**AVAILABLE DATA**:
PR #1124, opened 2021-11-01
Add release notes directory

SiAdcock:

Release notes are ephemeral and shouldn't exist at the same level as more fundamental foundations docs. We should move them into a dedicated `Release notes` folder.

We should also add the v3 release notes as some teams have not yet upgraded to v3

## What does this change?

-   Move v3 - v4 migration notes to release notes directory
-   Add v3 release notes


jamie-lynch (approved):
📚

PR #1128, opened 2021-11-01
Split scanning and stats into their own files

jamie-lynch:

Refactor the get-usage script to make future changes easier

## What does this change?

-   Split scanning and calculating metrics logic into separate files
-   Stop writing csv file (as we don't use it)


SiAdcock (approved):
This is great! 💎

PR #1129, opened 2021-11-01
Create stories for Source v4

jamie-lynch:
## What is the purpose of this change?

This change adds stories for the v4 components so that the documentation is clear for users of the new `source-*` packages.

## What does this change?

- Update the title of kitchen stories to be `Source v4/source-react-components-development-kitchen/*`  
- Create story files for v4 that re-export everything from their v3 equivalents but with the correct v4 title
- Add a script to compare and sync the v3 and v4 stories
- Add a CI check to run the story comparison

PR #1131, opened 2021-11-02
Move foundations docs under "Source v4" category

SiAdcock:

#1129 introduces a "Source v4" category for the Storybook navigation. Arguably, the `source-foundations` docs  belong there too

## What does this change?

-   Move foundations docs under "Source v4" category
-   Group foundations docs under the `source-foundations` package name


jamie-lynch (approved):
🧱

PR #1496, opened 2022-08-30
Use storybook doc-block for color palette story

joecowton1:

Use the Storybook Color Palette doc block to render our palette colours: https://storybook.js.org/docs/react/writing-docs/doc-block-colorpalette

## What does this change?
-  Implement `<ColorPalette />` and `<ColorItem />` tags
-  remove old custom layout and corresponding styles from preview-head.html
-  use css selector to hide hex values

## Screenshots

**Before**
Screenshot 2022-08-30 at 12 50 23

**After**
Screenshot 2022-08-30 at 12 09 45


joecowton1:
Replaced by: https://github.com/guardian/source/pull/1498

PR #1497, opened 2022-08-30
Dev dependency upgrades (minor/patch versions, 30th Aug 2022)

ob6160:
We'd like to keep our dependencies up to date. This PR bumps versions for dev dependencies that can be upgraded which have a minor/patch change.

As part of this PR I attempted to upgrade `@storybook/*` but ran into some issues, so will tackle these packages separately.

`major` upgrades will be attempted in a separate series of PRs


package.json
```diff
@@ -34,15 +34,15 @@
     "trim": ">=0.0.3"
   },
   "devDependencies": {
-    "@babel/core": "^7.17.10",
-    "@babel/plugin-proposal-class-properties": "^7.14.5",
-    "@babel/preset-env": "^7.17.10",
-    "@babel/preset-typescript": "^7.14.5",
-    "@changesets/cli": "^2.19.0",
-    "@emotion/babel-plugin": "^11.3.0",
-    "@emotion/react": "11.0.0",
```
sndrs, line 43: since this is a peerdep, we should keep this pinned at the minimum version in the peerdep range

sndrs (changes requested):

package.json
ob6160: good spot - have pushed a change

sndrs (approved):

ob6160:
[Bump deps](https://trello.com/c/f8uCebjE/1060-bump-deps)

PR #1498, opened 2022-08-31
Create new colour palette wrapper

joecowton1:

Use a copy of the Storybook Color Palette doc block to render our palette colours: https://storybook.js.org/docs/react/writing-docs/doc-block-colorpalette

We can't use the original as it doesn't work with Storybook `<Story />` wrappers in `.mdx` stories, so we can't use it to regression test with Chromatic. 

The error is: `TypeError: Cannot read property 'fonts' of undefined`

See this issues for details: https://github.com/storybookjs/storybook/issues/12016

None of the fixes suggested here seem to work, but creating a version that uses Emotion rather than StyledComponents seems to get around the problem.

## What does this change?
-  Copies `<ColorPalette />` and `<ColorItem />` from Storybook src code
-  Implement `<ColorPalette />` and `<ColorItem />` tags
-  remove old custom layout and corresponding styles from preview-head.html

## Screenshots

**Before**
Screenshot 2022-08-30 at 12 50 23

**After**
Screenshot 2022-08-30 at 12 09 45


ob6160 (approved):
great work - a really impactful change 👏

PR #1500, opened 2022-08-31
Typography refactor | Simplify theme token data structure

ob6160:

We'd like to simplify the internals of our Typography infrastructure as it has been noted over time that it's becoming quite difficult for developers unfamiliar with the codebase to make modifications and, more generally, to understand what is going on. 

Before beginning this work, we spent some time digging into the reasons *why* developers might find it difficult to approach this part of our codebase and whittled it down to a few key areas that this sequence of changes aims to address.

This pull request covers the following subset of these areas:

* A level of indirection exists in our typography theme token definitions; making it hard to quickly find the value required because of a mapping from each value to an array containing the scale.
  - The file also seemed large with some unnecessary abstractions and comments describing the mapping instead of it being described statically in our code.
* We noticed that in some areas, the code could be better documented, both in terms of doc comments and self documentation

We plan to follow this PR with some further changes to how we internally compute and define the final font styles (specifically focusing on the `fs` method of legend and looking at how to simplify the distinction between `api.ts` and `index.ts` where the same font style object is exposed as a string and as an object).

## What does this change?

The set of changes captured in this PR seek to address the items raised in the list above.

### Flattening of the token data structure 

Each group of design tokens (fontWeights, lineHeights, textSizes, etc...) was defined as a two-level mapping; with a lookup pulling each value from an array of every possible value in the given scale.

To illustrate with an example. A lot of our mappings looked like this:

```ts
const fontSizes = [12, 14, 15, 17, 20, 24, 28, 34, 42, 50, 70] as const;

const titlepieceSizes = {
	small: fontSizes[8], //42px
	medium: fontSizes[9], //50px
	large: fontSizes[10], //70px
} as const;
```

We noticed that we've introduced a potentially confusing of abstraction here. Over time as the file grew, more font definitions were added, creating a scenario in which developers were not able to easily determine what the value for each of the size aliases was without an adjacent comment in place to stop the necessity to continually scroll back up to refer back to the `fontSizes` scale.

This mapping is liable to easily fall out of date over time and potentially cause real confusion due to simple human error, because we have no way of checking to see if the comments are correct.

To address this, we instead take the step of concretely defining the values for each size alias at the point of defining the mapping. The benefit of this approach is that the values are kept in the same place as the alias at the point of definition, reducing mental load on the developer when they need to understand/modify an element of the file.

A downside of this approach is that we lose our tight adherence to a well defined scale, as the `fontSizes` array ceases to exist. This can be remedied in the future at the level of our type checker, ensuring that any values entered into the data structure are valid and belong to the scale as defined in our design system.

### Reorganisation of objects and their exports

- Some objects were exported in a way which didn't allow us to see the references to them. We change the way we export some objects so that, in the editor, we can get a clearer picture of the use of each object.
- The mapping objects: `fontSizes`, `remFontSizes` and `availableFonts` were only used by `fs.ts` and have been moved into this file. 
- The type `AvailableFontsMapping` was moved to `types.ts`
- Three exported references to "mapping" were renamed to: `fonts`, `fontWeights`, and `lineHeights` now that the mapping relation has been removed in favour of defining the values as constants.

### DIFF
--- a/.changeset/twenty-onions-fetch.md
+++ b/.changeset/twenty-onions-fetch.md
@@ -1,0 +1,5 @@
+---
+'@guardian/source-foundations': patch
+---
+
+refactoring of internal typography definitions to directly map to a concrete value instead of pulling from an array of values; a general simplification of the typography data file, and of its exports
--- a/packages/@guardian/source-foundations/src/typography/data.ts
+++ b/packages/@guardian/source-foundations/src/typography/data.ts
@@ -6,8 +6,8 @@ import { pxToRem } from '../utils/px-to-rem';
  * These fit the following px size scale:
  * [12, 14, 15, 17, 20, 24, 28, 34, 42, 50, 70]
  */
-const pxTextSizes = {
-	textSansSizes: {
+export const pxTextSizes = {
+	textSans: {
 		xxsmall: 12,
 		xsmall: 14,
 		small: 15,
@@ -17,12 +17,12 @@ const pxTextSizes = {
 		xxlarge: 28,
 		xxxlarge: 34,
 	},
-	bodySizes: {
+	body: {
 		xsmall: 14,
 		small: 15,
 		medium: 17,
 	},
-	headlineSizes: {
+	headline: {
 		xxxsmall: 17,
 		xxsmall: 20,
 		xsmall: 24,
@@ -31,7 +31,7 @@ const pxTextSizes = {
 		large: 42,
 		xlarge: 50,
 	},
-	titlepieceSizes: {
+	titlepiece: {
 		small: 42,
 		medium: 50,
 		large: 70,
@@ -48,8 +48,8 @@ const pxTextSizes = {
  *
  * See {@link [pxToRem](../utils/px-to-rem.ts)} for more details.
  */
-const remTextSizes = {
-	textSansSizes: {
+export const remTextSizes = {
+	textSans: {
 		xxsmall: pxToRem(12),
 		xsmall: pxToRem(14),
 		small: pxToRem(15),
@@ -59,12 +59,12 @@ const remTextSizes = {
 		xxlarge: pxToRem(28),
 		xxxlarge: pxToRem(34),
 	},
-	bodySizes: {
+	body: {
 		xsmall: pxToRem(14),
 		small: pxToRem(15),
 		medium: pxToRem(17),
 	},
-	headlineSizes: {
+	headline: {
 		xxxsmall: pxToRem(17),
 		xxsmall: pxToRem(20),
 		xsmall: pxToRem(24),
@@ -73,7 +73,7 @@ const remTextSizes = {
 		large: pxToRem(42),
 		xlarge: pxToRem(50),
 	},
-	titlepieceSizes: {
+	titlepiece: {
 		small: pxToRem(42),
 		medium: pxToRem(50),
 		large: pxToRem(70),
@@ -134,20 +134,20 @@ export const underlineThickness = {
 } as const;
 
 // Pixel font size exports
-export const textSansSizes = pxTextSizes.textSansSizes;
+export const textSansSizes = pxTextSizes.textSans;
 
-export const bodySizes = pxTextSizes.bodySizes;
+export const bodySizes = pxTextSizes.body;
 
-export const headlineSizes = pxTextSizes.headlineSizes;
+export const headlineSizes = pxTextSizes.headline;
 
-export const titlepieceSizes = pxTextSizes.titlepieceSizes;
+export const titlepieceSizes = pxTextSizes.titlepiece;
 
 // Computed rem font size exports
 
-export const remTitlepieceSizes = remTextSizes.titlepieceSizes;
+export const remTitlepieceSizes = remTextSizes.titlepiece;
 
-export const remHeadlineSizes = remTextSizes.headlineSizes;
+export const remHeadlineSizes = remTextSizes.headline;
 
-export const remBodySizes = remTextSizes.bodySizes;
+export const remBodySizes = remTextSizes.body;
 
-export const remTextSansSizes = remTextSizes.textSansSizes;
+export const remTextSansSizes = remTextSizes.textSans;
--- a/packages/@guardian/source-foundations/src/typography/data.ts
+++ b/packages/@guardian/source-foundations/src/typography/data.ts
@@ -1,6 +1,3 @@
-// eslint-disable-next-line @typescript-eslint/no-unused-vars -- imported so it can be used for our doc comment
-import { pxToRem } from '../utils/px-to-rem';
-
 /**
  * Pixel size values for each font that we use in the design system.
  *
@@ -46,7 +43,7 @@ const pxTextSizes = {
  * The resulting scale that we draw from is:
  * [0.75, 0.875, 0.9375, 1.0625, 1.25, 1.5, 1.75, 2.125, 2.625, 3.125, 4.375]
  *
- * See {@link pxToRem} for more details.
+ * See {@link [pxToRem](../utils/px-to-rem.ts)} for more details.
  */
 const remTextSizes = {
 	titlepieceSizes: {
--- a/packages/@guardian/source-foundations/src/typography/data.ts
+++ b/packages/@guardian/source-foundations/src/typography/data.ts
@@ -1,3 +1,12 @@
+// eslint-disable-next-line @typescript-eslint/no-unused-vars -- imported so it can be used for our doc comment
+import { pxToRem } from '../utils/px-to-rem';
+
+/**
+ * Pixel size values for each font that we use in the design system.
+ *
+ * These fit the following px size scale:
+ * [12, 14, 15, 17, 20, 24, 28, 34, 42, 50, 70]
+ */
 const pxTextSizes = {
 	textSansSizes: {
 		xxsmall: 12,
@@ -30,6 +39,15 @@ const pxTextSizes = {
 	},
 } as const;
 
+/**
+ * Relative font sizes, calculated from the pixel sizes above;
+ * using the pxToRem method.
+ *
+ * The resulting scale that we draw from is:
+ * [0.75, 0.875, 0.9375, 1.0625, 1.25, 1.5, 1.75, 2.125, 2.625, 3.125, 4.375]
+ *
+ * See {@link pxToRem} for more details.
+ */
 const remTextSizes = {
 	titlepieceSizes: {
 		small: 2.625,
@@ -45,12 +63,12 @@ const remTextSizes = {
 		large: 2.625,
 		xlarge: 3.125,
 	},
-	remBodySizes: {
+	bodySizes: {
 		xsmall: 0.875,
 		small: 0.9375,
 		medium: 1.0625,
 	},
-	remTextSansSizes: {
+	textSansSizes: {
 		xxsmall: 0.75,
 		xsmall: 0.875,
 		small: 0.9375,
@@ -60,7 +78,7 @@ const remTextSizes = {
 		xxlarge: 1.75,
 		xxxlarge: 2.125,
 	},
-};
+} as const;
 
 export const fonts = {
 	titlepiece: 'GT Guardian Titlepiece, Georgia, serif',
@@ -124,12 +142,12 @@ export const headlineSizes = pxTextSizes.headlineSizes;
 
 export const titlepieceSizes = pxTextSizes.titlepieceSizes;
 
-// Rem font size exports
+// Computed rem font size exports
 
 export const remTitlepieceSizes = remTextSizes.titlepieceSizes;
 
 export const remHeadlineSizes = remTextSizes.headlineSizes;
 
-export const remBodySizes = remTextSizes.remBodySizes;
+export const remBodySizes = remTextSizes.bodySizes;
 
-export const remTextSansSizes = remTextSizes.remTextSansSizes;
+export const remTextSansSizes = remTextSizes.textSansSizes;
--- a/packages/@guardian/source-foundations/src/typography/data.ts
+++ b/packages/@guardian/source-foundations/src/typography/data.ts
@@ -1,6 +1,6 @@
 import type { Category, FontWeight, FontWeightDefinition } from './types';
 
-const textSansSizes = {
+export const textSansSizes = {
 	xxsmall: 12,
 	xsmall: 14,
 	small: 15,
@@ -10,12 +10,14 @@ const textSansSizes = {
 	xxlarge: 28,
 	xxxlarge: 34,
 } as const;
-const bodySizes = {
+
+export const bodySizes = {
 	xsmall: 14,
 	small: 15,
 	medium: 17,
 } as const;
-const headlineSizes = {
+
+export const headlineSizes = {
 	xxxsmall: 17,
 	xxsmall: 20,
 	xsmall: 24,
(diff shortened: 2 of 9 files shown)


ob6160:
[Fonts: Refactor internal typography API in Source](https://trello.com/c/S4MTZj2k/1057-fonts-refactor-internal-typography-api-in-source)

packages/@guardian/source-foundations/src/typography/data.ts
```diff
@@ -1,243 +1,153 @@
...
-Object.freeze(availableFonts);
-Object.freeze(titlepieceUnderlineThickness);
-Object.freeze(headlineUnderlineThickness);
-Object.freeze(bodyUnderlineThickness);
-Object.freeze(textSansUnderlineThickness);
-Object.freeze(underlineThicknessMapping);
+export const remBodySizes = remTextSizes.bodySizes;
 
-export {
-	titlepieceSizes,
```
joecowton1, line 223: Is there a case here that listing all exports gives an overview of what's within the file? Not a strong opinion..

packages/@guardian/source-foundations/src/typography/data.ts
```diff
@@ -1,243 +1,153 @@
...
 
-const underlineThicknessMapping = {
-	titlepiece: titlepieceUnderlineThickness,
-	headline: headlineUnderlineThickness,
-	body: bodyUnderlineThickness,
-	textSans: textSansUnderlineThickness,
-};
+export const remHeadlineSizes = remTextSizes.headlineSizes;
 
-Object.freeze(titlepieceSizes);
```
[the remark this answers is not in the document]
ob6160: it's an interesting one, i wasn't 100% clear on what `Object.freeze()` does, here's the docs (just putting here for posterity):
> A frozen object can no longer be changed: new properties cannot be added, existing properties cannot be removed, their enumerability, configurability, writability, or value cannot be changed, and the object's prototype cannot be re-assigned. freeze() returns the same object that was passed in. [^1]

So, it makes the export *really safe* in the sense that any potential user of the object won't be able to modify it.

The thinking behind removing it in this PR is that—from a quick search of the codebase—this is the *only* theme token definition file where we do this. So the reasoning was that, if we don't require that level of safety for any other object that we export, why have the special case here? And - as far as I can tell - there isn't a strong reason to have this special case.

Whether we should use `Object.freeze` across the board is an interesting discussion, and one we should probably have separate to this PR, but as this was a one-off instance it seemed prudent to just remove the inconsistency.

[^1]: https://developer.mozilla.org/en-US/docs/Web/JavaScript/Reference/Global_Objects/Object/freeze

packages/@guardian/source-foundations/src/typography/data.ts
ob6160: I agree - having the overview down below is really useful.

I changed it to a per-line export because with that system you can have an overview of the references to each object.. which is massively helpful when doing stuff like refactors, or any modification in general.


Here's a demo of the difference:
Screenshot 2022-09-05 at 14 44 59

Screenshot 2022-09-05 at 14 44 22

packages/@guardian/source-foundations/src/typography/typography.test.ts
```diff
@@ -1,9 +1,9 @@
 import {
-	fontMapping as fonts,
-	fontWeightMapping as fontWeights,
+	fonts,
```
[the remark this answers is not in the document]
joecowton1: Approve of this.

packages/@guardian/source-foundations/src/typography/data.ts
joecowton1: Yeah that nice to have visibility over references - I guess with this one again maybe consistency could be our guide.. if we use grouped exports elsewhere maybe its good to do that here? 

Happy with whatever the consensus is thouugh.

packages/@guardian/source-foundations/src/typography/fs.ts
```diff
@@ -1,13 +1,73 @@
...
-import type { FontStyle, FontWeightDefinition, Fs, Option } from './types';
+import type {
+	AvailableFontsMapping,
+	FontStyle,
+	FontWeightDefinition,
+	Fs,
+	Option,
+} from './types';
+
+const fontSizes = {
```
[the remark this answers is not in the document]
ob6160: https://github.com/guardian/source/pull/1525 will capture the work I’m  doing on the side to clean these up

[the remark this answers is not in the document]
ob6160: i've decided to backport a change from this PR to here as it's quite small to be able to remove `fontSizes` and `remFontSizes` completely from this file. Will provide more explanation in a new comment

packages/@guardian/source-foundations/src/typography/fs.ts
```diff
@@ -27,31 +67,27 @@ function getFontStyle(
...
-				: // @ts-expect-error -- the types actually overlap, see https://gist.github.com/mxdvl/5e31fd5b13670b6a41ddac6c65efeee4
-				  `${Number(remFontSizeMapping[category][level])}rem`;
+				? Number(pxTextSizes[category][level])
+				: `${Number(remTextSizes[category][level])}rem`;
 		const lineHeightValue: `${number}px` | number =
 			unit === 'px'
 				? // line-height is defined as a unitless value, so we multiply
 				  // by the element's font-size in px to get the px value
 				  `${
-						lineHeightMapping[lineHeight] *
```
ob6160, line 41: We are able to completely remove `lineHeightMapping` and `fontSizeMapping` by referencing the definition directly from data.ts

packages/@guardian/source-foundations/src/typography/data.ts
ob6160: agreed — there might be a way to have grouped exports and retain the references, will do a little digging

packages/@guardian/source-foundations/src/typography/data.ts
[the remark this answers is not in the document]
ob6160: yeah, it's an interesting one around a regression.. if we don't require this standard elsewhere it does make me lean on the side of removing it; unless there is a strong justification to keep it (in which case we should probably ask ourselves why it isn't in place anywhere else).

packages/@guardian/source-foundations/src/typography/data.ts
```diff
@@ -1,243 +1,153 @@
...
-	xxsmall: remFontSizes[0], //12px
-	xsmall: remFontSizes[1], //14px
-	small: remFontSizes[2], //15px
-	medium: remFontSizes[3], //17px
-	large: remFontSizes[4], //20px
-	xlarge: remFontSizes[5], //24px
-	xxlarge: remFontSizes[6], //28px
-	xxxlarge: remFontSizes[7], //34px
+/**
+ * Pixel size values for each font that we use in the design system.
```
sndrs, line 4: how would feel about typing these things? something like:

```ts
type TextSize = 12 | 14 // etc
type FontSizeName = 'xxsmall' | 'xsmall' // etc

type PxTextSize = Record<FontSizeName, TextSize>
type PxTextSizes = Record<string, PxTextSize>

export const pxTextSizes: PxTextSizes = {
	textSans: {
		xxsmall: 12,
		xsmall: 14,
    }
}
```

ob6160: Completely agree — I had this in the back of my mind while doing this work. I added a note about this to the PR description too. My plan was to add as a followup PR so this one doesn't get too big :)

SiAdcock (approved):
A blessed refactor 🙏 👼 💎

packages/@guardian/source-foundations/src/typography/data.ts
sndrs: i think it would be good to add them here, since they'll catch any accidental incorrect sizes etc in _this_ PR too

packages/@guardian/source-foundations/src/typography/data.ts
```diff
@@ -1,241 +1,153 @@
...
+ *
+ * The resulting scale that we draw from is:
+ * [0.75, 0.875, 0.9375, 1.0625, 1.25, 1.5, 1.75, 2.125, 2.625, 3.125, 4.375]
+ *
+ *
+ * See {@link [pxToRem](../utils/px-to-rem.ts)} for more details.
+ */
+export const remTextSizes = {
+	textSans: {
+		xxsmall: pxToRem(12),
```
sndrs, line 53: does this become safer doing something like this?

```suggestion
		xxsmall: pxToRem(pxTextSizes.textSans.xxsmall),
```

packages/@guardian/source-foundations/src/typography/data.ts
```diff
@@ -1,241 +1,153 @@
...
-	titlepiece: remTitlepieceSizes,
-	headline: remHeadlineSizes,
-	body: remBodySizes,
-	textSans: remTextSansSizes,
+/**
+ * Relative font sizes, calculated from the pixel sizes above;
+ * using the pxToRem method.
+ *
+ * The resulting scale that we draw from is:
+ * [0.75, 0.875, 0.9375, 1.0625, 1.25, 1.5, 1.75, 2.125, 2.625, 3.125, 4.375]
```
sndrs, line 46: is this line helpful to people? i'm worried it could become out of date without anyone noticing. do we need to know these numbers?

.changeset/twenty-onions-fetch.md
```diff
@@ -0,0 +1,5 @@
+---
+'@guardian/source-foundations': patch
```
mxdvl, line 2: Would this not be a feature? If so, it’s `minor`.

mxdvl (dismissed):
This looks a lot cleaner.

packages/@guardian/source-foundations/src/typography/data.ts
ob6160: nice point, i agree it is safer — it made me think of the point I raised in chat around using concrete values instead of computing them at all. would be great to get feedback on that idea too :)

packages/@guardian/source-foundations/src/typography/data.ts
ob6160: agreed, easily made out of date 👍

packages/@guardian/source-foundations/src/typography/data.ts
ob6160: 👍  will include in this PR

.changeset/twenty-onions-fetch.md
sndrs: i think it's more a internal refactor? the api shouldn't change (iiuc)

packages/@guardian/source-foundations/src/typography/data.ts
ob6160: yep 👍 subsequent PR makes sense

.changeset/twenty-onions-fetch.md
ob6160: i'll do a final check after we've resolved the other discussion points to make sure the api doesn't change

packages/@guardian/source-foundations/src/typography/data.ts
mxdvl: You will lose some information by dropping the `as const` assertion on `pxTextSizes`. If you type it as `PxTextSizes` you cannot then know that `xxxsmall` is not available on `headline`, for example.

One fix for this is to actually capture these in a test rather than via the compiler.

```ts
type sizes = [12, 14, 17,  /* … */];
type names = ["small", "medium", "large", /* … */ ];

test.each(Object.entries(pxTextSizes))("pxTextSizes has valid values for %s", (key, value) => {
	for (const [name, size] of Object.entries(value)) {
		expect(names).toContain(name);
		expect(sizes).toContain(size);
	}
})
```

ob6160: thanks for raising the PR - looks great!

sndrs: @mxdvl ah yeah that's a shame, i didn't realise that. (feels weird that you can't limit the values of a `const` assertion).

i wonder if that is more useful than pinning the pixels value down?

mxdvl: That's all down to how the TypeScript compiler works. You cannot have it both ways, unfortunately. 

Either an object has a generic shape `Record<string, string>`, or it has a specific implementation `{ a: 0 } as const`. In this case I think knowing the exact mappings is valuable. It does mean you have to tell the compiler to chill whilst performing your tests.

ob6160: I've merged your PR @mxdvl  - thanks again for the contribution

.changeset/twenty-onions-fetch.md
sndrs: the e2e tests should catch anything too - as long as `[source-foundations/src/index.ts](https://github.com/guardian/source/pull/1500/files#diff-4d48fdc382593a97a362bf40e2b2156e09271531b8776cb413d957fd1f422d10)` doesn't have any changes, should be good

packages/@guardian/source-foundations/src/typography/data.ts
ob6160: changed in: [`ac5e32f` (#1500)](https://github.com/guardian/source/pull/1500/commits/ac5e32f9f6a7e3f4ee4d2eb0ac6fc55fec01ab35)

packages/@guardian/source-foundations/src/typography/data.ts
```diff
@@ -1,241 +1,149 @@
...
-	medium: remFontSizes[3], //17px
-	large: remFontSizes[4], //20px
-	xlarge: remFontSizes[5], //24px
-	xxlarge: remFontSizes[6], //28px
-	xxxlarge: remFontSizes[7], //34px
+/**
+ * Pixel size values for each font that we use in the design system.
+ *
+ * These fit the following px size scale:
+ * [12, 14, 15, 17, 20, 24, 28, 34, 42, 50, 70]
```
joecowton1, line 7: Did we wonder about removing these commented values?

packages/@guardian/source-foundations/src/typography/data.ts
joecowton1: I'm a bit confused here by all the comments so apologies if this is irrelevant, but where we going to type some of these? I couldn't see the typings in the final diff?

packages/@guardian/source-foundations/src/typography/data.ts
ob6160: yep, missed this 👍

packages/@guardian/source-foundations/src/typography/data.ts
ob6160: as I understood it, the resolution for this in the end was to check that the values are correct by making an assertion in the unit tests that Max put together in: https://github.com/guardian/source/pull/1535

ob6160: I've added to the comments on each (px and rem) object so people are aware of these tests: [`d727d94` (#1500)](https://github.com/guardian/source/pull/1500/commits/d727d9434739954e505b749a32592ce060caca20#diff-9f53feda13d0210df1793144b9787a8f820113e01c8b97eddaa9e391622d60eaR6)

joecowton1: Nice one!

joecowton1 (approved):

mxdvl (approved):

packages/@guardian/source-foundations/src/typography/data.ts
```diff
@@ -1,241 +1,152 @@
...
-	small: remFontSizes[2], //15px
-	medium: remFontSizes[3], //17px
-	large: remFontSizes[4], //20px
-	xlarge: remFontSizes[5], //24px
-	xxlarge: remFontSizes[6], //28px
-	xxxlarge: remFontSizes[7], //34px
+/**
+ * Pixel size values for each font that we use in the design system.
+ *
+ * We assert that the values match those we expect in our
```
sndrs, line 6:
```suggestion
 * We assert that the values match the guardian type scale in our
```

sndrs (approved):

**ACTIVITY**:
Scan the material above for "keep". Copy every line where it appears.

**REPLY TO THE EXERCISE**:
We'd like to keep our dependencies up to date. This PR bumps versions for dev dependencies that can be upgraded which have a minor/patch change.
sndrs, line 43: since this is a peerdep, we should keep this pinned at the minimum version in the peerdep range
ob6160: yeah, it's an interesting one around a regression.. if we don't require this standard elsewhere it does make me lean on the side of removing it; unless there is a strong justification to keep it (in which case we should probably ask ourselves why it isn't in place anywhere else).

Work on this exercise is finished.